La vie quotidienne des soldats et des officiers
Les soldats
Les épouses de soldats
Légende: Le départ du soldat « billetté», vers 1790
À la fin du XVIIe siècle, les femmes peuvent accompagner les soldats outre-mer à raison de trois par compagnie, nombre qui s'élève à six durant le XVIIIe siècle. Elles sont transportées aux frais de l'armée et ont droit à leur ration car les autorités les jugent utiles pour lessiver, cuisiner et coudre. Certaines s'improvisent infirmières avant la lettre.

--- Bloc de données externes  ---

Issue #4857, opened 2022-07-12
Updated Shamanic Traditions are Missing


darksnakezero:
**Is your feature request related to a problem? Please describe.**
A) When selecting a tradition of a mage, I can not select the updated traditions Shamanic [Traditionalist] and Shamanic [Ancestor]. They dont show up in the List.
B) If I select Shamanic [Traditionalist], I want to automatically gain the spirit affinity PQ when reaching the required Initiate Level 3.
C) If I select Shamanic [Traditionalist], the prerequisite should be Mentor spirit.

**Describe the solution you'd like**
The two traditions show up in the list. 

**Describe alternatives you've considered**
As Chummer does not currently support possibilities to Enforce B and C, I still would like to be able to select the traditions and have the Binding skill deactivated in Case Shamanic [Traditionalist].

I ll create a merge request with the apropriate solution to solve Part A of the problem.

**Additional context**
The Traditions are described on FA on pg. 73-74.

PR #4858, opened 2022-07-12
Added the traditions Shamanic[Traditional] and Shamanic[Ancestor]. I …

darksnakezero:
Partly Fixes: Updated Shamanic Traditions are Missing #4857 

[x] Added the traditions Shamanic[Traditional] and Shamanic[Ancestor].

Bien entendu, un nombre beaucoup plus considérable de femmes vivent dans l'entourage de chaque régiment en garnison dans les îles britanniques, mais leur situation est précaire. La veille de l'embarquement des régiments pour un autre pays, les femmes de soldats se rassemblent pour une loterie où elles jouent leur sort. On place dans un chapeau une quantité de billets équivalant au nombre de femmes présentes. La plupart de ces billets portent la mention « Not to go » - ne partira pas - et le nombre prescrit, soit trois ou six par compagnie, selon l'époque, « To go » - partira. Seules les femmes qui tirent un billet « To go » sont autorisées à embarquer avec leurs enfants et à accompagner leur mari vers sa nouvelle destination.

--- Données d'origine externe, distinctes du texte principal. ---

PR #4943, opened 2022-10-17
Overhaul pre-commit hook

davidfoerster:
* More robust file status filtering using 'git ls-files'
 * which avoids the non-portable use of 'findstr'.
 * Use a pipe plus while-loop over command subsitution plus for-loop.
 * Get rid of useless recursive invocation of 'grep'.
 * Use printf how it's supposed to be used to make it more robust: with argument format specifiers.
 * Make the script file executable.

Les autres restent sur le quai, avec leurs enfants, privées de ressources... Comme il est presque certain que ces familles ainsi séparées ne se reverront jamais, bon nombre d'épouses délaissées attendent tout bonnement l'arrivée d'un autre régiment afin de trouver un nouveau mari... Toutefois, cette solution engendre aussi des cas pathétiques, tel celui de cette Rachel Heap qui, croyant son mari décédé, se remarie à Halifax en 1802 et donne le jour à trois enfants quand, ô surprise ! son époux « mort » resurgit. D'autres femmes, le cœur brisé, tentent de retourner dans leur famille, qui ne les accueille pas toujours, car on les considère souvent comme déshonorées pour avoir suivi des soldats. Certaines sombrent dans l'alcoolisme et la prostitution. Il y a même des cas de suicide, tant du côté des femmes que de certains soldats qui ne peuvent supporter l'idée de ne jamais revoir l'être aimé.

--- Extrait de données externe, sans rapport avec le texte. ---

PR #4950, opened 2022-10-26
NeonAnarchy House Rules

Djordje-Nikolic:
We've updated the Neon Anarchy customdata and settings in preparation for the server reset in a few days time.


Chummer/customdata/Neon Anarchy House Rules/amend_qualities.xml
```diff
@@ -230,14 +250,23 @@
...
+                    <quality>Albinism II</quality>
+                    <quality>Allergy (Common, Moderate)</quality>
+                    <quality>Astral Beacon</quality>
+                    <quality>Blank Slate</quality>
+                    <quality>Incomplete Deprogramming</quality>
+                    <quality>Insomnia (Basic)</quality>
+                    <quality>Low Pain Tolerance</quality>
+                    <quality>Sensitive System</quality>
+                </selectquality>
+            </bonus>
```
DelnarErsike, line 268: Just to be clear, `amendoperation="replace"` completely replaces the entire existing node with the entire new node. Having another node with `amendoperation="replace"` inside of it makes no sense, and probably signals that you want to do something that may not work the way you actually want it to work.

Chummer/customdata/Neon Anarchy House Rules/amend_qualities.xml
```diff
@@ -275,43 +304,19 @@
...
 		<quality>
 			<name>Trust Fund IV</name>
-			<required amendoperation="replace">
-				<oneof>
-					<quality>SINner (National)</quality>
-					<quality>SINner (Corporate)</quality>
-					<quality>SINner (Corporate Limited)</quality>
-				</oneof>
-			</required>
+			<hide />>
```
DelnarErsike, line 319: Double closing `>>` almost certainly will cause problems. You try to find and remove any and all of these (I don't have time to do a full sweep myself right now). I'd recommend you use a text editor with automatic tag completion like VSCode if you struggle with this in the future.

DelnarErsike (changes requested):
There are a few small issues in some of the changes you've made that you'll want to address before merging.

Chummer/customdata/Neon Anarchy House Rules/amend_qualities.xml
Djordje-Nikolic: I believe this was solved in the latest commit.

Chummer/customdata/Neon Anarchy House Rules/amend_qualities.xml
Djordje-Nikolic: I believe this was solved in the latest commit.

Celles qui parviennent à suivre les soldats doivent posséder un tempérament très vaillant, car il leur faut travailler dur pour arriver à survivre dans des conditions à peine concevables de nos jours. Et pourtant, nombre d'entre elles préfèrent cette existence à celle, encore plus épouvantable, des plus démunis de la société civile d'alors. Auprès d'un régiment, elles connaissent une vie certes difficile, mais trouvent aussi une certaine gaieté, de l'amusement et une vie sociale, bref une sorte de « famille élargie » souvent plus chaleureuse que tout ce qu'elles ont connu auparavant. Sans parler de l'amour, bien entendu.